DIRECTIONS FOR THIS TASK –
Without changing anything, reproduce every record below.

SUPPLIED DATA –
------------------------------------------------------------------------

PR #682, opened 2023-03-24
Add a `type` label to metric `hookshot_connections`

Half-Shot:

### DIFF
--- a/src/ConnectionManager.ts
+++ b/src/ConnectionManager.ts
@@ -61,10 +61,14 @@ export class ConnectionManager extends EventEmitter {
             }
             this.connections.push(connection);
             this.emit('new-connection', connection);
+
+            const cd: ConnectionDeclaration = Object.getPrototypeOf(connection).constructor;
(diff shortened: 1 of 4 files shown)


src/ConnectionManager.ts
```diff
@@ -61,11 +61,15 @@ export class ConnectionManager extends EventEmitter {
             }
             this.connections.push(connection);
             this.emit('new-connection', connection);
+
+            const cd: ConnectionDeclaration = Object.getPrototypeOf(connection).constructor;
+            const canonicalEvent = cd?.EventTypes?.[0] ?? 'unknown';
```
jaller94, line 66: > `Object.getPrototypeOf(connection).constructor`

Just because JavaScript allows you to do this, doesn't mean you should.
If there's no other simple way to accomplish this, please add an inline comment of what this is doing.

The following things are uncommon about this (aka. I've never seen them used in a JavaScript project):
* getting the prototype of an object
* assigning the constructor of a class to a new variable
* not executing a constructor, but instead using it like an object variable to get data from the class

PR #683, opened 2023-03-24
Undo XML parser customizations

tadzik:
These did more harm then good, breaking many legit feeds in weird ways.


Half-Shot:
(Accepting change w/o changelog, we're removing a change made by #670 )

Issue #687, opened 2023-03-25
The feed bot keeps repeating some items


subbink:
I had subscribed to [bits of freedom's feed](https://www.bitsoffreedom.nl/feed/) using the migration option of the new feed bot.
This feed keeps repeating some items with every fetch.

I would expect that it would only show new items if they appear.

At first glance it seems that items without a category tag are repeated every time.

[bof-feed.xml.gz](https://github.com/matrix-org/matrix-hookshot/files/11068074/bof-feed.xml.gz) is a copy of the xml that caused an issue.

At the moment I have unsubscribed from the feed to keep other feeds visible.

Please let me know if I can help with testing.

Half-Shot:
Looks like this got done!

subbink:
I can confirm that the feed no longer repeats items.

PR #689, opened 2023-03-27
Make sure we're not treating garbage data in feed item as guids

tadzik:
Some of these would parse as `{ '$': { isPermaLink: 'false' } }` or similar, which would then surprise us very much when assuming that it's a string stored in accountData.

Should fix the problems in https://github.com/matrix-org/matrix-hookshot/issues/687.

### DIFF
--- a/changelog.d/691.bugfix
+++ b/changelog.d/691.bugfix
@@ -1,0 +1,1 @@
+Improve resiliency to invite/join races when Hookshot is added by an integration manager.
--- a/src/Bridge.ts
+++ b/src/Bridge.ts
@@ -818,7 +818,14 @@ export class Bridge {
         }
 
         // Accept the invite
-        await retry(() => botUser.intent.joinRoom(roomId), 5);
+        await retry(async () => {
+            try {
+                await botUser.intent.joinRoom(roomId);
+            } catch (ex) {
+                log.warn(`Failed to join ${roomId}`, ex);
+                throw ex;
+            }
+        }, 5);
         if (event.content.is_direct) {
             await botUser.intent.underlyingClient.setRoomAccountData(
                 BRIDGE_ROOM_TYPE, roomId, {admin_user: event.sender},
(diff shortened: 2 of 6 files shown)


src/feeds/FeedReader.ts
```diff
@@ -246,7 +246,9 @@ export class FeedReader {
                 const newGuids = [];
                 log.debug(`Found ${feed.items.length} entries in ${url}`);
                 for (const item of feed.items) {
-                    const guid = item.guid || item.id || item.link || item.title;
+                    // Find the first guid-like that looks like a string.
+                    // Some feeds have a nasty habit of leading a empty tag there, making us parse it as garbage.
+                    const guid = [item.guid, item.id, item.link, item.title].find(id => typeof id === 'string');
```
jaller94, line 251: Maybe unintended change:
* Empty strings in one of the earlier values now prevent later valid values from being used.

To exclude empty strings early:
```suggestion
                    const guid = [item.guid, item.id, item.link, item.title].find(id => typeof id === 'string' && id);
```

src/feeds/FeedReader.ts
```diff
@@ -246,7 +246,9 @@ export class FeedReader {
                 const newGuids = [];
                 log.debug(`Found ${feed.items.length} entries in ${url}`);
                 for (const item of feed.items) {
-                    const guid = item.guid || item.id || item.link || item.title;
+                    // Find the first guid-like that looks like a string.
```
jaller94, line 249: Being a string doesn't make a value "guid-like".

jaller94 (approved):
Fair improvement, if the suggestion is accepted. :+1:

src/feeds/FeedReader.ts
Half-Shot: I would hash these before putting in memory. Someone could be a jerk and fill it with MBs of string, and then we'd put MBs into memory :)

Half-Shot (approved):

matthewza:
Good Job !

PR #691, opened 2023-03-27
Ensure joined to room when checking widget API permissions.

Half-Shot:
Soft dependency on https://github.com/matrix-org/matrix-appservice-bridge/pull/465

------------------------------------------------------------------------

YOUR RESPONSE –
PR #682, opened 2023-03-24
Add a `type` label to metric `hookshot_connections`

Half-Shot:

### DIFF
--- a/src/ConnectionManager.ts
+++ b/src/ConnectionManager.ts
@@ -61,10 +61,14 @@ export class ConnectionManager extends EventEmitter {
             }
             this.connections.push(connection);
             this.emit('new-connection', connection);
+
+            const cd: ConnectionDeclaration = Object.getPrototypeOf(connection).constructor;
(diff shortened: 1 of 4 files shown)


src/ConnectionManager.ts
```diff
@@ -61,11 +61,15 @@ export class ConnectionManager extends EventEmitter {
             }
             this.connections.push(connection);
             this.emit('new-connection', connection);
+
+            const cd: ConnectionDeclaration = Object.getPrototypeOf(connection).constructor;
+            const canonicalEvent = cd?.EventTypes?.[0] ?? 'unknown';
```
jaller94, line 66: > `Object.getPrototypeOf(connection).constructor`

Just because JavaScript allows you to do this, doesn't mean you should.
If there's no other simple way to accomplish this, please add an inline comment of what this is doing.

The following things are uncommon about this (aka. I've never seen them used in a JavaScript project):
* getting the prototype of an object
* assigning the constructor of a class to a new variable
* not executing a constructor, but instead using it like an object variable to get data from the class

PR #683, opened 2023-03-24
Undo XML parser customizations

tadzik:
These did more harm then good, breaking many legit feeds in weird ways.


Half-Shot:
(Accepting change w/o changelog, we're removing a change made by #670 )

Issue #687, opened 2023-03-25
The feed bot keeps repeating some items


subbink:
I had subscribed to [bits of freedom's feed](https://www.bitsoffreedom.nl/feed/) using the migration option of the new feed bot.
This feed keeps repeating some items with every fetch.

I would expect that it would only show new items if they appear.

At first glance it seems that items without a category tag are repeated every time.

[bof-feed.xml.gz](https://github.com/matrix-org/matrix-hookshot/files/11068074/bof-feed.xml.gz) is a copy of the xml that caused an issue.

At the moment I have unsubscribed from the feed to keep other feeds visible.

Please let me know if I can help with testing.

Half-Shot:
Looks like this got done!

subbink:
I can confirm that the feed no longer repeats items.

PR #689, opened 2023-03-27
Make sure we're not treating garbage data in feed item as guids

tadzik:
Some of these would parse as `{ '$': { isPermaLink: 'false' } }` or similar, which would then surprise us very much when assuming that it's a string stored in accountData.

Should fix the problems in https://github.com/matrix-org/matrix-hookshot/issues/687.

### DIFF
--- a/changelog.d/691.bugfix
+++ b/changelog.d/691.bugfix
@@ -1,0 +1,1 @@
+Improve resiliency to invite/join races when Hookshot is added by an integration manager.
--- a/src/Bridge.ts
+++ b/src/Bridge.ts
@@ -818,7 +818,14 @@ export class Bridge {
         }
 
         // Accept the invite
-        await retry(() => botUser.intent.joinRoom(roomId), 5);
+        await retry(async () => {
+            try {
+                await botUser.intent.joinRoom(roomId);
+            } catch (ex) {
+                log.warn(`Failed to join ${roomId}`, ex);
+                throw ex;
+            }
+        }, 5);
         if (event.content.is_direct) {
             await botUser.intent.underlyingClient.setRoomAccountData(
                 BRIDGE_ROOM_TYPE, roomId, {admin_user: event.sender},
(diff shortened: 2 of 6 files shown)


src/feeds/FeedReader.ts
```diff
@@ -246,7 +246,9 @@ export class FeedReader {
                 const newGuids = [];
                 log.debug(`Found ${feed.items.length} entries in ${url}`);
                 for (const item of feed.items) {
-                    const guid = item.guid || item.id || item.link || item.title;
+                    // Find the first guid-like that looks like a string.
+                    // Some feeds have a nasty habit of leading a empty tag there, making us parse it as garbage.
+                    const guid = [item.guid, item.id, item.link, item.title].find(id => typeof id === 'string');
```
jaller94, line 251: Maybe unintended change:
* Empty strings in one of the earlier values now prevent later valid values from being used.

To exclude empty strings early:
```suggestion
                    const guid = [item.guid, item.id, item.link, item.title].find(id => typeof id === 'string' && id);
```

src/feeds/FeedReader.ts
```diff
@@ -246,7 +246,9 @@ export class FeedReader {
                 const newGuids = [];
                 log.debug(`Found ${feed.items.length} entries in ${url}`);
                 for (const item of feed.items) {
-                    const guid = item.guid || item.id || item.link || item.title;
+                    // Find the first guid-like that looks like a string.
```
jaller94, line 249: Being a string doesn't make a value "guid-like".

jaller94 (approved):
Fair improvement, if the suggestion is accepted. :+1:

src/feeds/FeedReader.ts
Half-Shot: I would hash these before putting in memory. Someone could be a jerk and fill it with MBs of string, and then we'd put MBs into memory :)

Half-Shot (approved):

matthewza:
Good Job !

PR #691, opened 2023-03-27
Ensure joined to room when checking widget API permissions.

Half-Shot:
Soft dependency on https://github.com/matrix-org/matrix-appservice-bridge/pull/465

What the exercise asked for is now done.